Last but not least, I wanted to use the C preprocessor for a purpose. Transforming loops manually isn’t too fun, so a few pre-defined macros in a library file the programmer can include won’t hurt:

// FOR1(f, f2, int, int i, 0, i < 10, i + 1, int x, x + 1, x)

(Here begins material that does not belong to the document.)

PR #1759, opened 2017-10-26
Allow UAP remote runner service to run methods that return void

danmosemsft:
Matching change for https://github.com/dotnet/corefx/pull/24890


safern:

#define FOR5(name, name2, r, i, v, cond, postop, a1, a2, a3, a4, a5, an1, an2, an3, an4, an5, d) \
r name2(a1,a2,a3,a4,a5,i){return(cond)?name2(an1,an2,an3,an4,an5,postop):d;} \
r name(a1,a2,a3,a4,a5){return name2(an1,an2,an3,an4,an5,v);}

#define FOR4(name, name2, r, i, v, cond, postop, a1, a2, a3, a4, an1, an2, an3, an4, d) \
r name2(a1,a2,a3,a4,i){return(cond)?name2(an1,an2,an3,an4,postop):d;} \
r name(a1,a2,a3,a4){return name2(an1,an2,an3,an4,v);}

/* ... */

// WHILE1(f, int, x > 5, int x, x - 1, x)

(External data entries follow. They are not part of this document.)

PR #1761, opened 2017-10-26
Fix the tool-runtime restore warnings

weshaggard:
Moved BuildTools back to a version of CCI which depended on all stable
package versions. This version happens to align with .NET Core 1.0 but
we don't currently have a newer version of that package with stable
dependencies.

Disable NU1701 that we are getting for Microsoft.Net.Compilers.Targets.NetCore
as we know it is safe to resolve its assets as net461. We also plan to remove
this package when we start compiling against the CLI itself instead of the
targets/msbuild we carry with BuildTools.

Delete tool-runtime\project.json because it is no longer used after
https://github.com/dotnet/buildtools/pull/1743

cc @eerhardt @dagood @joperezr


src/Microsoft.DotNet.Build.Tasks/PackageFiles/tool-runtime/project.csproj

#define WHILE5(name, r, cond, a1, a2, a3, a4, a5, an1, an2, an3, an4, an5, d) \
r name(a1,a2,a3,a4,a5){return(cond)?name(an1,an2,an3,an4,an5):d;}

#define WHILE4(name, r, cond, a1, a2, a3, a4, an1, an2, an3, an4, d) \
r name(a1,a2,a3,a4){return(cond)?name(an1,an2,an3,an4):d;}

/* ... */

// DO_WHILE1(f, f2, int, x >= 0, int x, x - 1, x)

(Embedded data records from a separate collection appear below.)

PR #1764, opened 2017-10-26
Fix failure on Unix associate with converting PDBs

vancem:
Code to convert portable pdbs to windows pdbs was being run on UNIX machines.
This is clearly not needed and was causing failures.   Fix it to only run on non Windows
and only for coverage (which is the only thing we know that needs the Windows  PDBs).

Basically just make the conversion condition stricter.  

See also  https://github.com/dotnet/corefx/issues/24807.

### DIFF
--- a/src/Microsoft.DotNet.Build.Tasks/PackageFiles/CodeCoverage.targets
+++ b/src/Microsoft.DotNet.Build.Tasks/PackageFiles/CodeCoverage.targets
@@ -50,10 +50,13 @@
     </PropertyGroup>
   </Target>
 
-  <Target Name="GenerateWindowsPdbsForAssemblyBeingTested" BeforeTargets="GenerateTestExecutionScripts">
+  <!-- *********************************************************************************************** -->
     <!-- As of 10/2017 OpenCover does not support portable PDBs, but we want the builds to generate
          portable PDBs.  Thus we generate windows PDBs from portable PDBs here.   Can be removed
          when OpenCover directly supports Portable PDBs (probably by early 2018) -->
+
+  <Target Name="GenerateWindowsPdbsForAssemblyBeingTested" BeforeTargets="GenerateTestExecutionScripts"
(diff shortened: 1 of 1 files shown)


vancem:
This is to fix bug https://github.com/dotnet/corefx/issues/24807

@dagood

src/Microsoft.DotNet.Build.Tasks/PackageFiles/CodeCoverage.targets
```diff
@@ -50,11 +50,14 @@
...
   </Target>
 
-  <Target Name="GenerateWindowsPdbsForAssemblyBeingTested" BeforeTargets="GenerateTestExecutionScripts">
+  <!-- *********************************************************************************************** -->
     <!-- As of 10/2017 OpenCover does not support portable PDBs, but we want the builds to generate
          portable PDBs.  Thus we generate windows PDBs from portable PDBs here.   Can be removed
          when OpenCover directly supports Portable PDBs (probably by early 2018) -->
 
+  <Target Name="GenerateWindowsPdbsForAssemblyBeingTested" BeforeTargets="GenerateTestExecutionScripts"
+    Condition="$(CodeCoverageEnabled) == 'true' and '$(TargetOS)'=='Windows_NT'">
```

#define DO_WHILE5(name, name2, r, cond, a1, a2, a3, a4, a5, an1, an2, an3, an4, an5, d) \
r name2(a1,a2,a3,a4,a5){return(cond)?name2(an1,an2,an3,an4,an5):d;} \
r name(a1,a2,a3,a4,a5){return name2(an1,an2,an3,an4,an5);}

#define DO_WHILE4(name, name2, r, cond, a1, a2, a3, a4, an1, an2, an3, an4, d) \
r name2(a1,a2,a3,a4){return(cond)?name2(an1,an2,an3,an4):d;} \
r name(a1,a2,a3,a4){return name2(an1,an2,an3,an4);}

/* ... */


Now, I can simplify (for some definition of this word) my brainfuck interpreter using these macros:

#include "sym_c.h"
%define return
%define int
%define char
DO_WHILE4(B,A,int,G,char*D,int E,int F,int G,D,E+F,F,G+(F*(D[E+F]=='['?1:D[E+F]==']'?-1:0)),E);
WHILE7(C,int,E<I,int F,int(*G)(int),int(*H)(),char*D,int I,int*J,int E,*(J+=D[E]=='>'?1:D[E]=='<'?-1:0)+=D[E]=='+'?1:D[E]=='-'?-1:D[E]=='.'?(G(*J),0):D[E]==','?(H()-*J):0,G,H,D,I,J,(D[E]=='['?(!*J?B(D,E,1,1):E):D[E]==']'?(B(D,E,-1,1)-1):E)+1,0)
int RUN_BF(int(*G)(int),int(*H)(),char*D,int I){int F[65536]={0};return C(0,G,H,D,I,F,0);}


Finally, I decided to put all of the code on Github - feel free to play with the compiler yourself.